Deep guide · India
Lumpsum calculator — one-time investment growth
Deploy ₹21,00,000 once at 12% a year for 24 years, and this illustration lands near ₹3,18,75,121 — about ₹2,97,75,121 in growth on top of principal. Weigh that against drip-feeding the same capacity through monthly SIPs when you think about timing risk.
A lumpsum puts every rupee to work from day one — strong when you accept today’s entry level and can stay long; harder when you prefer to average in. The math here uses one annual compounding step for clarity; it is not a scheme document.
What follows: your baseline, tenure and principal grids, return sensitivity, and a SIP contrast. Market-linked funds do not promise the assumed rate.
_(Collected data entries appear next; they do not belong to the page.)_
PR #1784, opened 2018-11-19
Add optional pre-process callback to the auto-renderer.

### LINKED ISSUE #450: Add optional pre-process callback to the auto-renderer
Hello,
It would be great adding an option for rendering inline math in display style (but not centering it). In MathJax, it suffices to add:

```
<script type="text/x-mathjax-config"> 
        MathJax.Hub.Register.StartupHook("TeX Jax Ready",function () { 
          var TEX = MathJax.InputJax.TeX; 
          var PREFILTER = TEX.prefilterMath; 
          TEX.Augment({ 
            prefilterMath: function (math,displaymode,script) { 
              math = "\\displaystyle{"+math+"}"; 
              return PREFILTER.call(TEX,math,displaymode,script); 
            } 
          }); 
        }); 
        </script>
```

Thank you in advance!

AlbertHilb:
Fixes #450.

Cheers

### DIFF
--- a/contrib/auto-render/auto-render.js
+++ b/contrib/auto-render/auto-render.js
@@ -26,11 +26,14 @@ const renderMathInText = function(text, optionsCopy) {
             fragment.appendChild(document.createTextNode(data[i].data));
         } else {
             const span = document.createElement("span");
-            const math = data[i].data;
+            let math = data[i].data;
             // Override any display mode defined in the settings with that
             // defined by the text itself
             optionsCopy.displayMode = data[i].display;
             try {
+                if (optionsCopy.preProcess) {
+                    math = optionsCopy.preProcess(math);
+                }
                 katex.render(math, span, optionsCopy);
             } catch (e) {
                 if (!(e instanceof katex.ParseError)) {
--- a/contrib/auto-render/test/auto-render-spec.js
+++ b/contrib/auto-render/test/auto-render-spec.js
@@ -237,15 +237,15 @@ describe("A delimiter splitter", function() {
 });
 
 describe("Pre-process callback", function() {
-    it("replace `²` with `^2 `", function() {
+    it("replace `-squared` with `^2 `", function() {
         const el1 = document.createElement('div');
-        el1.textContent = 'Circle equation: $x² + y² = r²$.';
+        el1.textContent = 'Circle equation: $x-squared + y-squared = r-squared$.';
         const el2 = document.createElement('div');
         el2.textContent = 'Circle equation: $x^2 + y^2 = r^2$.';
         const delimiters = [{left: "$", right: "$", display: false}];
         renderMathInElement(el1, {
             delimiters,
-            preProcess: math => math.replace(/²/g, '^2'),
+            preProcess: math => math.replace(/-squared/g, '^2'),
         });
         renderMathInElement(el2, {delimiters});
         expect(el1.innerHTML).toEqual(el2.innerHTML);
--- a/contrib/auto-render/test/auto-render-spec.js
+++ b/contrib/auto-render/test/auto-render-spec.js
@@ -4,6 +4,7 @@
 /* global describe: false */
 
 import splitAtDelimiters from "../splitAtDelimiters";
+import renderMathInElement from "../auto-render";
 
 beforeEach(function() {
     expect.extend({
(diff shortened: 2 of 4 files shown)


kevinbarabash:
@AlbertHilb thanks for the PR.  I'm curious, did you make this PR against `Khan/KaTeX` or `KaTeX/KaTeX`? (we're having a minor issue with our circleci setup)

docs/autorender.md
```diff
@@ -99,6 +99,9 @@ in addition to two auto-render-specific keys:
 - `errorCallback`: A callback method returning a message and an error stack
   in case of an critical error during rendering. The default uses `console.error`.
 
+- `preProcess`: A callback function, `(math: string): string`, used to process
```
kevinbarabash: I think `(math: string) => string` would be a bit clearer.

contrib/auto-render/auto-render.js
```diff
@@ -26,11 +26,14 @@ const renderMathInText = function(text, optionsCopy) {
...
         } else {
             const span = document.createElement("span");
-            const math = data[i].data;
+            let math = data[i].data;
             // Override any display mode defined in the settings with that
             // defined by the text itself
             optionsCopy.displayMode = data[i].display;
             try {
+                if (optionsCopy.preProcess) {
+                    math = optionsCopy.preProcess(math);
```
kevinbarabash: Could you add a test for this?

docs/autorender.md
AlbertHilb: Done.

contrib/auto-render/auto-render.js
AlbertHilb: Added. Let me know if it's OK. :-)

AlbertHilb:
HI @kevinbarabash.

> did you make this PR against `Khan/KaTeX` or `KaTeX/KaTeX`?

I think `KaTeX/KaTeX`. How can I verify?

AlbertHilb:
Check failure fixed.

contrib/auto-render/auto-render.js
```diff
@@ -1,6 +1,6 @@
 /* eslint no-console:0 */
 
-import katex from "katex";
+import katex from "../../katex";
```
kevinbarabash: Can you run `npm run build` and see if this ends up including katex within the built file?

contrib/auto-render/test/auto-render-spec.js
```diff
@@ -234,3 +235,19 @@ describe("A delimiter splitter", function() {
...
+describe("Pre-process callback", function() {
+    it("replace `²` with `^2 `", function() {
+        const el1 = document.createElement('div');
+        el1.textContent = 'Circle equation: $x² + y² = r²$.';
+        const el2 = document.createElement('div');
+        el2.textContent = 'Circle equation: $x^2 + y^2 = r^2$.';
+        const delimiters = [{left: "$", right: "$", display: false}];
+        renderMathInElement(el1, {
+            delimiters,
+            preProcess: math => math.replace(/²/g, '^2'),
```
kevinbarabash: Does the test fail without this?  I know we handle some unicode chars, but I forget if we handle superscript chars properly without the preprocessor you've defined here.  It might be worth writing a more extreme preprocessor such as `/-squared/g, '^2'` and then run it on `x-squared + y-squared = r-squared`.  The rationale is that even if we don't handle superscript chars right now, we might at some point in the future which would mean that this test would loose its power at that point.

contrib/auto-render/auto-render.js
AlbertHilb: Yes, you are right. With that change `katex` is included in the `auto-render` build.
I tried leaving `katex` absolute imported here and included in the `test/auto-render-spec` build, but still check fails.
I should confess I have no idea how to fix this. :disappointed:.

contrib/auto-render/test/auto-render-spec.js
AlbertHilb: Yes the test fails without `preProcess`, however I understand your concern. So I update the test in order to be more future-proof.

contrib/auto-render/auto-render.js
AlbertHilb: Moreover, unfortunately, the check doesn't fail locally. So I find a bit difficult to test potential fixes.

AlbertHilb: Hi @kevinbarabash.

Finally I managed to fix the check failure.
`auto-render` is built without including `katex`. During test execution, since we are in a `node.js` environment, it tries to import `katex`as `node.js` module but no such module can be found in the default paths.
My solution consists in adding the root folder to the `NODE_PATH` environment variable before executing `jest`.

How this lumpsum growth model works
We apply the stated annual return once per year to the running balance — a simple compounding loop that separates principal, accumulated interest, and maturity. Real mutual funds mark to market daily; this model smooths returns into one annual step so you can compare scenarios quickly.
Calculation breakdown
- Principal: ₹21,00,000
- Estimated interest: ₹2,97,75,121
- Estimated maturity: ₹3,18,75,121
Scenario comparison
Different tenures
| Years | Interest | Maturity |
|---|---|---|
| 5 | ₹16,00,918 | ₹37,00,918 |
| 10 | ₹44,22,281 | ₹65,22,281 |
| 15 | ₹93,94,488 | ₹1,14,94,488 |
| 20 | ₹1,81,57,215 | ₹2,02,57,215 |
Different principal amounts (±15–25%)
| Scenario | Principal | Interest | Maturity |
|---|---|---|---|
| -25% vs base | ₹15,75,000 | ₹2,23,31,341 | ₹2,39,06,341 |
| -15% vs base | ₹17,85,000 | ₹2,53,08,853 | ₹2,70,93,853 |
| 15% vs base | ₹24,15,000 | ₹3,42,41,389 | ₹3,66,56,389 |
| 25% vs base | ₹26,25,000 | ₹3,72,18,901 | ₹3,98,43,901 |
Different return assumptions (same P and tenure)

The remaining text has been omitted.